For several years in the mid 2000’s I worked an average of 70 hours a week, occasionally with months-long stretches on a 7-12 schedule. I was a Journeyman Wireman following booming industrial projects. It was a punishing regimen, but this was the price you paid for good times.
A few years later, I was lucky to work 20 hours a week. I would consider it more a period of radical insecurity than a period of radical leisure. I have experienced the dubious pleasure of enforced leisure periodically throughout my career. None of the benefits of a work-free workplace ever made their way down to me.
Leisure is no good, no good at all. Not for those of us who must labor unceasingly for the survival of our families.
Lineman? Did some of that down near the equator where the TPs were rock hard. I was gaffing up one once and I did not dig in properly. Next moment I was sitting on the ground. My men were looking down at me. It is a hard job when there is no automation to lift you and the heat or cold can be debilitating.
I think what is being referred to here is a 40 hour week. At 70 hours you have lost much of your throughput or output, efficiency to do it correctly, etc. In the end at the seventieth hour, your employer was probably paying you more for less work or you could do more faster at 30 hours or place it into a daily hourly perspective. Why would an employer do such> Lack of available Labor? Not wanting to pay Labor more in a direct wage? Or just not wanting to pay the overhead (bennies legislated or customary). I suspect it is the latter which is usually more expensive than the Direct Labor.
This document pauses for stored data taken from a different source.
PR #618, opened 2026-06-29
[DataFlow runtime] Online disaggregated training roadmap + PR plan (train-with-decode)

maocheng23:
**Docs only.** Adds `refactor/dataflow-online-roadmap.md` — the plan for taking the M6 DataFlow runtime from the shipped **offline** disaggregated path to a live **"train-with-decode"** disaggregated run (the architecture behind TorchSpec / EAGLE 3.1).

### Decision recorded
- **Regime: train-with-decode, not on-policy.** A live engine runs the *frozen target* and streams hidden states into training; the draft is not in the generation loop.
- **Consequence: weight-sync / staleness is OUT of scope** — the streamed data is independent of the draft weights, so there is nothing to re-sync (TorchSpec, the SOTA comparable, has no weight-sync either). This removes the previously-floated "weight sync + two-axis staleness gate" milestone.

### Contents
- Competitive scorecard vs **TorchSpec** (orchestration/live-gen — where we're behind) and **DeepSpec** (breadth/eval — orthogonal edge). Our data plane (`MooncakeFeatureStore`, `SampleRef`) is at parity / arguably cleaner.
- Target Ray-actor architecture.
- **PR decomposition** (the point — no mega-PRs, merge bottom-up):
  - **O1 — live single-pair:** `O1.1` shared cross-process control plane · `O1.2` `build_disagg_online_eagle3_runtime` + async loop (in-process gen stub) · `O1.3` live SGLang-server hidden-state capture 🔴 gating.
  - **O2 — Ray orchestration + scale-out:** `O2.1` actor/placement layer · `O2.2` multi-producer/trainer + DP-resharding · `O2.3` cross-pool backpressure · `O2.4` streaming-pool lifetime + online store-bug fixes.
  - Parallel **eval/breadth** track (DeepSpec parity), independent.

No code change. Opening for design review before the O1.1 PR.

🤖 Generated with [Claude Code](https://claude.com/claude-code)

PR #624, opened 2026-06-29
[DataFlow runtime · online] O1.1 — shared cross-process control plane

maocheng23:
Stage **O1.1** of the online disaggregated training roadmap (#618): a shared, durable, cross-process control plane for the online producer/consumer.

### Problem
The online producer and consumer run in separate processes, but each built its own in-process `InMemoryMetadataStore` — so commit/dedup/ack were never shared, and a restart couldn't reconcile (the producer held the committed set, the consumer held the ack marker, in two separate process-local stores). On restart the consumer also re-read the append-only channel from offset 0, silently re-training already-trained samples.

### Change
- `build_disagg_online_{producer,consumer}` accept `metadata_store` / `metadata_db_path`; both processes share one `SQLiteMetadataStore` (single-host O1 — SQLite WAL serializes the producer's commits against the consumer's ack transaction). New `_resolve_metadata_store` helper. Omitting both keeps the pre-O1.1 private in-process store.
- consumer gains `resume=`: `reconcile_on_restart` derives the already-durably-trained set and hands it to `StreamingRefQueue` as `skip_ids`, so a restarted consumer drops those refs on the channel re-read (no duplicate train); the committed-but-unacked tail re-streams and re-trains.
- `StreamingRefQueue` gains `skip_ids`: drops matching refs on read and counts them consumed so the producer's `in_flight_remote` backpressure stays exact across the restart.

### Tests
`tests/test_runtime/test_disagg_online_shared_plane.py` (CPU): cross-process commit/dedup, durable ack visible across processes, reconcile releases-acked / requeues-unacked (and requeues-all when the optimizer step wasn't durable), and restart-skip. Existing online/streaming tests unchanged.

### Scope / non-goals
SQLite is the single-host O1 tier; a `RedisMetadataStore` for multi-node O2 is a later subclass behind the same `MetadataStore` ABC. The weight-version / staleness machinery is **out of scope** per the roadmap's train-with-decode decision (#618 §1/§8) and is deliberately not in this stack.

Stacked on #622 (`dataflow-up-17-online-disagg`); O1.2 (async loop) stacks on top.

### DIFF
--- a/specforge/runtime/data_plane/streaming_ref_channel.py
+++ b/specforge/runtime/data_plane/streaming_ref_channel.py
@@ -37,7 +37,7 @@ from __future__ import annotations
 import json
 import os
 import time
-from typing import Iterator, List, Optional
+from typing import Iterator, List, Optional, Set
 
 from specforge.runtime.contracts import SampleRef, assert_no_tensors
 from specforge.runtime.data_plane.disagg_ingest import _ref_from_dict, _ref_to_dict
@@ -192,6 +192,14 @@ class StreamingRefQueue:
     the channel's consumed counter (the producer's backpressure signal); the
     feature-store free already happened in the loader's materialize (get ->
     release) for a consume-once store.
+
+    ``skip_ids`` is the restart contract (O1.1): the channel JSONL is append-only
+    and a restarted consumer re-reads it from offset 0, so without a skip set it
+    would re-train every already-durably-acked sample. The launcher derives this
+    set from the shared durable :class:`MetadataStore` (the samples
+    ``reconcile_on_restart`` reports as released) and passes it here; matching refs
+    are dropped on read and counted as consumed so the producer's backpressure
+    signal (``in_flight_remote``) stays exact across the restart.
     """
 
     def __init__(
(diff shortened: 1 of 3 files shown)


maocheng23:
### Code review

No high-confidence issues found. Checked for bugs in the shared durable control-plane path, restart skip behavior, and online disaggregated launcher wiring.

maocheng23:
**Addressed review feedback (self-review pass).**

- `streaming_ref_channel.py`: `StreamingRefQueue._poll` now drains restart `skip_ids` from the set and drops to the zero-overhead fast path once the (already-trained front-prefix) skip set is empty, instead of hashing every ref for the rest of a long online run.

_Deferred (out of scope here):_ folding `StreamingRefQueue.get()` into `StreamingRefChannel.stream()` (concurrency-loop dedup) and making `reconcile_on_restart` streaming-aware (it lives in `control_plane/controller.py`, outside this PR) — both noted for follow-up.

Validated: full `tests/test_runtime` = **200 OK** (2 skipped, 1 xfail), zero failures, on a 2-node H200 pod. Lint clean (black 24.10.0 / isort 5.13.2 / autoflake).

jiapingW (approved):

Another point would be, with more people working at better wages, your taxes decrease as there is less slack in the labor force needing support.
Thanks very much for this comment, Richard, it illustrates the dilemma very well from a perspective different than my pro-leisure view. According to the consensus economic orthodoxy — I’m reluctant to call it “theory” — you get to choose between income and leisure. According to your comment, you choose income but you don’t get it.
What went wrong? Well, again, according to the orthodox analysis, you must be asking too high a wage for the additional 50 hours a week you say you want to work. How much too high? Let’s start with 70 hours work for 20 hours pay. Surely you would be able to work 70 hours a week if you were willing to take a 71% pay cut!
If that sounds harsh, don’t blame me. I don’t like it either. But it is the conventional wisdom. Maybe back when you were working 70 hours a week there was some unlucky guy who had a hard time getting 20. So he offered to do your old job at a lower rate of pay. It’s a race to the bottom.
Leisure that you want is good. “Leisure” that you don’t want is not leisure; it is an economists’ euphemism for unemployment. If you are going to swallow the economists’ definitions of leisure, labor, income and choice you don’t get to cherry pick which parts you agree with and which parts you don’t. It’s a package deal.